The four algorithms generate various audio outputs: SMEARZ gives three independent outputs per source processed, PROLIF gives up to 96 voices which are repackaged into three groups, THINNR produces three independent outputs, and MATRIX outputs 6 independent channels
SMEARZ, PROLIF and THINNR use primarily either ARC-TRIAD or FLOCK -SPAT described below.
ARC-TRIAD algorithm
General Description:
This spatialization process consists of two stages, in which the available outputs are given (1) three basic movement patterns, (2) the defining vertices of which are assigned to specific speakers and migrated through a multi-channel speaker setup (in which the number of speakers is an integer multiple of 3).
1. The purpose of this stage is to create basic movement patterns. Three output channels from an algorithm are conceptually placed at three virtual speaker locations 120 degrees from one another. This arrangement is thought of as a triad of dissemination points placed along an arc (hence, ARC-TRIAD).
A sound source output is passed from one speaker to the next clockwise or counter-clockwise, describing a virtual circle. Sounds can travel around this path as independent points or as stereo axes 180 degrees apart. This process is portrayed in Fig. 20
Fig. 20. Three output channels created by SMEARZ (or the three parallel output groups associated with PROLIF) are assigned to virtual speakers a, b and c. In this example, a rotation movement is then applied such that the content of a moves to b, b to c, and c to a, and so on.
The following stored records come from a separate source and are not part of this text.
PR #184, opened 2018-07-18
Crash When Disabling Location Permissions Manually

electrostat:
Our SDK currently crashes when a user disables location permissions manually (through the Android settings) and returns to the parent application. LocationEngine is attempting to acquire location without permission. 

Change was to add in both pre and post api 23 permission check before activating the engine. 

Fixes https://github.com/mapbox/mapbox-events-android/issues/182#issuecomment-405951475

### DIFF
--- a/libtelemetry/src/main/java/com/mapbox/android/telemetry/TelemetryService.java
+++ b/libtelemetry/src/main/java/com/mapbox/android/telemetry/TelemetryService.java
@@ -1,19 +1,24 @@
 package com.mapbox.android.telemetry;
 
 
+import android.Manifest;
 import android.app.Service;
 import android.content.Intent;
 import android.content.IntentFilter;
+import android.content.pm.PackageManager;
 import android.location.Location;
 import android.os.Binder;
+import android.os.Build;
 import android.os.IBinder;
 import android.support.annotation.Nullable;
 import android.support.v4.content.LocalBroadcastManager;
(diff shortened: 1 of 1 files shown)


ufocom:
Hi, where/when i can find fix for this little bug?

electrostat:
@ufocom I just pushed this. You can check the latest  4.0.0-Snapshot of the Telemetry library [LINK](https://oss.sonatype.org/content/repositories/snapshots/com/mapbox/mapboxsdk/mapbox-android-telemetry/). We will work on getting it into the next maps sdk release.

ufocom:
@electrostat  so if i will add telemetry lib to my gradly problem will be solved?

electrostat:
@ufocom yes. As long as you exclude the telemetry and core libraries from the maps sdk. I will be doing a release today and then the maps team is looking to incorporate that into a release they are going to do shortly. So you can either exclude and add or wait for the next release.

ursimon:
to be more specific, this has resolved my issue:
```    
implementation('com.mapbox.mapboxsdk:mapbox-android-sdk:6.1.3') {
        exclude group: 'com.mapbox.android.core'
        exclude group: 'com.mapbox.android.telemetry'
    }
    implementation 'com.mapbox.mapboxsdk:mapbox-android-telemetry:3.2.0-SNAPSHOT'
```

It is worth noting that the speakers seen in Fig. 20 are not actual speakers in the concert space, but virtual speakers by means of which a basic source movement is generated. The speed and direction of rotation are presets loaded when launching a CUE.
2. The second stage of this spatialization strategy consists in (i) allocating an ARC-TRIAD (or its equivalent first stage movement patterns) to actual speakers and (ii) migrating this original pattern of dissemination points to other locations across the field of available speakers.
The ARC-TRIAD – which already reflects a virtual rotational movement – consists of three sound sources (a, b and c) that need to be assigned to actual speakers. In the following examples, a 12-channel setup is assumed
Speaker assignment is achieved through a bounded random process. A first speaker is randomly chosen. The second and third speakers must be either 1 or 2 positions distant from the first. A higher probability is given to speakers that are closer to the initial speaker, however, sometimes speakers are still in use and so cannot be re-assigned. They are then assigned greater inter-speaker distances.
In Fig. 21 we can see an initial triad of speakers (1, 3 and 12) to which sources a, b and c have been assigned. When assigned, the rotation generated in the first stage is represented as shown by the curved arrows. It is also worth noting that although this rotation was generated with the presumption of a 120˚ distribution, this is no longer the case and therefore the idealized circle is misshapen.
Fig. 21. The basic movement patterns from stage (1) are assigned to specific speakers.
The next step is migration. A target set of speakers is found, following the random process described above while avoiding the use of speakers from the previous set. After the allocation of sources a, b and c to the first triad of selected speakers, the next target triad is identified: a’, b’ and c’. As seen in Fig. 22, the process of migration here consists in transferring source a from speaker 1 to speaker 6, b from 3 to 7 and c from 12 to 8. The rate at which this process is iterated (i.e., a third triad is chosen and the sound sources transferred again) is controlled by a random process bounded by a minimum time (preset at 500ms) and a variable called MIGRATION RATE, which sets the maximum time duration over which an output channel is transferred from one position to the next.
22. Migrating sources a, b and c to the target set of speakers [6, 7, 8].
The aggregate result of this two-stage process involves the migration of already spatially varied information so that existing entities (e.g., a swirling sound-cloud) migrate throughout the available space: it is a choreography of motions. An important advantage of this strategy can be found in its ability to adapt itself to widely varying performance circumstances: not only to standard concert halls, but to much larger, and more irregular shapes that might be found in public spaces such as the Library of Congress’ Great Hall, or the atrium of I. M Pei’s East Wing of the National Gallery of Art.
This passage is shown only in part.